Data Science

Time to Dive In: Leveraging public data with a data lake

18th Nov `16, 04:39 PM in Data Science

This post has been co-authored by  Adrian Botta and Meera Lakhavani. Real time, granular consumer insights are invaluable….

Anand Rao PWC
Anand Rao Contributor

This post has been co-authored by  Adrian Botta and Meera Lakhavani.

Real time, granular consumer insights are invaluable. Companies may know their customers’ basic demographics, but what if they leveraged customer travel patterns, activities, and situational preferences? They would be able to predict purchase behavior, conduct more accurate targeted marketing, and understand their consumer better. A data lake makes business insights such as these a reality within reach.

A data lake is a flexible repository that can store data in multiple formats and their original states before being used for analysis. Leveraging a data lake structure, we collect data from numerous public sources to see what can be illuminated about consumer behavior. A good description of data lake architecture and its benefits can be found in, The future of big data: data lakes and The data lake: No longer a pipe dream for today’s enterprises.

The role of a data lake in a business setting is to efficiently and inexpensively provide a wealth of insight into the industry of interest. This allows for fast querying and fact checking to validate, support, and even fuel business endeavors.  One of the five leading Data Lake practices is to take a business centric approach (see 5 leading practices for data lakes for more details).

Using a data lake to explore urban consumer patterns

To be able to explore the capabilities of a data lake in a business context, a use case and a set of goals were defined.
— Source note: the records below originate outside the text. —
PR #1362, opened 2022-02-07
fix: replace font loading from google by the default system stack

MartinCupela:
### 🎯 Goal

Avoid performing HTTP requests to Google API to load fonts and use the system defaults instead. Developers should have possibility to choose their own fonts without performing redundant HTTP calls.


petyosi (approved):

MartinCupela:
Changes targeted the styles/ folder that has been moved to stream-chat-css.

The primary goal was to understand more about consumer patterns throughout a city. This was achieved by analyzing and visualizing publicly available data to create a birds-eye view of a city. This allowed flexibility to connect the data lake to specific applications and insights from at least one industry. After reviewing the open data sources from eight major cities across the globe, New York City’s abundance of information prompted us to build our initial data lake from its open data.

Google’s Cloud Platform served as a quick and convenient data lake. The platform enabled web-scraping, downloading, and storing of the data directly onto the cloud. We then processed and kept track of various versions of data sets using the Google Compute Engine. The engine allowed for the creation of computing instances that were capable of handling large data sets and moving data quickly to and from storage.
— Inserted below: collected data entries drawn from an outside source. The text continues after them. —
PR #1374, opened 2022-02-15
Support choosing a giphy version

petyosi:
# Submit a pull request

### 🎯 Goal

The PR exposes a new property that lets the developer choose [which giphy size is rendered](https://developers.giphy.com/docs/api/schema#image-object). It also sets the image dimensions explicitly, preventing the message list from jumping on image load.

### 🛠 Implementation details

The giphy attachment payload includes several versions. By default, we use the `original` one. The `Channel` prop can change the version name.

### 🎨 UI Changes
Here's an image of a smaller giphy:

image


ambaldwin:
Looks good. docusaurus/core-components/channel.mdx needs to be updated with the new `giphyVersion` prop and docusaurus/context/channel-state-context.mdx file needs updated with the new context value of the same name.

petyosi:
@ambaldwin please check the docs I created.

ambaldwin (approved):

Data collection included transportation, business, health, safety, demographic, and other categories of data to help us paint a holistic view of the consumer. We chose to follow individual consumers at a very granular level by analyzing NYC Taxi Cab and CitiBike data instead of viewing the high level flow of thousands of consumers from subway turnstile data. Most of our data was in CSV format; however, the location and twitter data used were in json and text formats.

Apache Spark, a big data computing framework, was used with Python (PySpark) as our data munging tool. This equipped us with the ability to handle and process hundreds of millions of rows of transportation and social media data with ease. Python’s Pandas library was used on some of our smaller and more processed data sets to pull and show insights. Transportation data was linked to the rest of the data sets through reverse geocoding directly on the cloud platform.

While traditional location-based data sets contain data on consumers at home, we were able to create a dynamic view of how consumers with different demographics move throughout parts of the city. This allowed us to see exactly where certain segments of customers were throughout the day, and which Zip codes were receiving higher income consumers over the weekends versus the weekdays. To explore a more specific application, we linked NYC hotel data to taxi rides to and from the airport to get a market share approximation of the hotels in the Times Square area. Using the data lake, we were able to take static data sets and link them to one another to create powerful, granular views of consumers throughout the day.

Taking the hospitality industry application a step further, hotels can link the data from their consumer-facing apps to the data lake to help recommend places to visit, restaurants to try, or events that the customer would be interested in. The hotel could automate a rewards structure tailored to the customer’s behavior. The application possibilities of consumer behavior vectors are endless. Understanding where and why potential customers or sub-segments of customers are located during specific times can determine attitudes, activities, and purchase preferences. This allows for more effective targeted marketing: the ability to know that every marketing dollar spent is reaching a customer that is interested in the product offering.

Creating a data lake using public data to understand general customer behaviors can help target consumers better for marketing, can help determine where to open a new store, or can even show new trends in consumer behaviors. But applying it to a specific industry and linking it to private data is where the lake really starts to shine.